For several weeks it appeared that the only agency willing to accept our notorious son was a brand-new outfit in Fond du Lac, two hours further north, operating just one home, a dim, cramped, duplexed house with no fenced yard and owners comfortable with “restraint” when necessary.
It took two agonizing months, but in the end we got what we wanted. Andy tells me that I played it perfectly, breaking from my paralysis precisely when necessary to move the process toward our goal. I don’t know if that’s true, or if we were just lucky. The owner of our current agency reduced the service rate originally proposed, leaving the contract department no excuse to deny his placement in the alternative house. Daniel moved to his new, secure home a few days ago. He seems comfortable there, happy.
On that first awful night of Kristen’s call, Daniel’s father Jeff told me to hang in there. “Things always work out for Dan Man,” he reminded me. I don’t have such trust in a larger plan right now, unable to forget the fundamental truth that things didn’t work out so well for Daniel, that his life was royally screwed before he ever had a chance.

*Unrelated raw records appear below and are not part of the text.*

PR #2204, opened 2021-04-10
Add configurable options to `seqeval` metric

### LINKED ISSUE #2148: Add configurable options to `seqeval` metric
Right now `load_metric("seqeval")` only works in the default mode of evaluation (equivalent to conll evaluation).

However, seqeval library [supports](https://github.com/chakki-works/seqeval#support-features) different evaluation schemes (IOB1, IOB2, etc.), which can be plugged in just by supporting additional kwargs in `Seqeval._compute`
https://github.com/huggingface/datasets/blob/85cf7ff920c90ca2e12bedca12b36d2a043c3da2/metrics/seqeval/seqeval.py#L109

Things that would be relevant are, for example, supporting `mode="strict", scheme=IOB2` to count only full entity match as a true positive and omit partial matches.

The only problem I see is that the spirit of `metrics` seems to not require additional imports from user. `seqeval` only supports schemes as objects, without any string aliases. 

It can be solved naively with mapping like `{"IOB2": seqeval.scheme.IOB2}`. Or just left as is and require user to explicitly import scheme from `seqeval` if he wants to configure it past the default implementation.

If that makes sense, I am happy to implement the change.

marrodion:
Fixes #2148

Adds options to use strict mode, different schemes of evaluation, sample weight and adjust zero_division behavior, if encountered.

`seqeval` provides schemes as objects, hence dynamic import from string, to avoid making the user do the import (thanks to @albertvillanova for the `importlib` idea).


tests/test_metric.py
```diff
@@ -469,3 +473,11 @@ def test_input_tf(self):
             metric.add(prediction=pred, reference=ref)
         self.assertDictEqual(expected_results, metric.compute())
         del metric
+
+
+def test_seqeval_raises_when_incorrect_scheme():
```
lhoestq, line 478: Could you move this to test_metric_common.py ?

metrics/seqeval/seqeval.py
```diff
@@ -106,8 +117,32 @@ def _info(self):
...
+        suffix: bool = False,
+        scheme: Optional[str] = None,
+        mode: Optional[str] = None,
+        sample_weight: Optional[List[int]] = None,
+        zero_division: Union[str, int] = "warn",
+    ):
+        if scheme is not None:
+            try:
+                scheme_module = importlib.import_module("seqeval.scheme")
+                scheme = getattr(scheme_module, scheme)
```
lhoestq, line 133: Why not import seqeval at the top of the file and then do
```python
scheme = getattr(seqeval.schema, scheme)
```
?

instead of catching AttributeError you can do
```python
scheme = getattr(seqeval.schema, scheme, None)
if scheme is None:
    raise ...
```

lhoestq (commented):
Nice thank you !

tests/test_metric.py
marrodion: Done, thank you

metrics/seqeval/seqeval.py
marrodion: `None` is a valid value for scheme parameter

So in that case it will look like this
```python
if sheme is not None:
    scheme = getattr(seqeval.scheme, scheme, None)
    if scheme is None:
        raise ...
```
Which I find confusing, personally, because of two `if` clauses, while catching an exception explicitly seems to be clearer to me. However, I don't feel strongly about that, so if you think that `getattr(seqeval.scheme, scheme, None)` is better, I'll be happy to make the change.

lhoestq: Ok I see.
Let's keep it this way then or we may end up with something confusing. Thanks for the explanation !

lhoestq (approved):
LGTM thanks for adding these parameters :)

PR #2205, opened 2021-04-11
Updating citation information on LinCE readme

gaguilar:
Hi!

I just updated the citation information in this PR. It had an additional bibtex from one of the datasets used in LinCE and then the LinCE bibtex. I removed the former and added a link that shows the full list of citations for each dataset. 

Thanks!


lhoestq (approved):
Thank you !

PR #2216, opened 2021-04-13
added real label for glue/mrpc to test set

philschmid:
Added real label to `glue.py` `mrpc` task for test split.


lhoestq (approved):
Thank you !

PR #2220, opened 2021-04-14
Fix infinite loop in WindowsFileLock

albertvillanova:
Raise exception to avoid infinite loop.

### DIFF
--- a/src/datasets/utils/filelock.py
+++ b/src/datasets/utils/filelock.py
@@ -338,8 +338,8 @@ class WindowsFileLock(BaseFileLock):
 
         try:
             fd = os.open(self._lock_file, open_mode)
-        except OSError:
-            pass
+        except OSError as e:
+            raise e
         else:
             try:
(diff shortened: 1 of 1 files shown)


lhoestq:
How is it possible to get an infinite loop ? Can you add more details ?

albertvillanova:
Yes, in Windows, if the filename is too long, a `FileNotFoundError` is raised. The exception should be raised in this case.

If other process has the file locked, then `PermissionError` is raised. In this case, `pass` is OK.

lhoestq:
Note that the filelock module comes from this project that hasn't changed in years - while still being used by ten of thousands of projects:
https://github.com/benediktschmitt/py-filelock

Unless we have proper tests for this, I wouldn't recommend to change it

lhoestq:
I'm pretty sure many things from the library could break for windows users that haven't disabled the max path length limit.
Maybe it would be simpler to simply raise an error on startup. For exampe, for windows users the error could ask them to disable the limit if it's not been disabled yet ?

PR #2222, opened 2021-04-14
Fix too long WindowsFileLock name

albertvillanova:
Fix WindowsFileLock name longer than allowed MAX_PATH by shortening the basename.

### DIFF
--- a/src/datasets/utils/filelock.py
+++ b/src/datasets/utils/filelock.py
@@ -333,6 +333,24 @@ class WindowsFileLock(BaseFileLock):
     windows systems.
     """
 
+    def __init__(self, lock_file, timeout=-1):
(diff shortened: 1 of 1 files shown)


lhoestq:
Windows users should disable the max path length limit. It's a nightmare to handle it.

I tell myself that I won’t be duped again.
A few weeks ago, though, Andy and I drove by the new house, which I’d toured but Andy hadn’t yet seen. It’s a tidy, light-filled home with a swing in the backyard. I can picture Daniel there, swaying gently as he blows his bubbles, shaded by the maple tree behind him, his aide Brittany by his side.
On our way back to the highway we passed a park where Daniel and I had shared a picnic two years ago, and without thinking I exclaimed, “Look! That’s where we came that first summer!” I laughed with exuberance. “Maybe, when things settle down, we can go there again…”
Hope remains resilient. Or so it seems.
My friends’ son survived the accident on the operating table, and is now a handsome, heathy 27-year-old.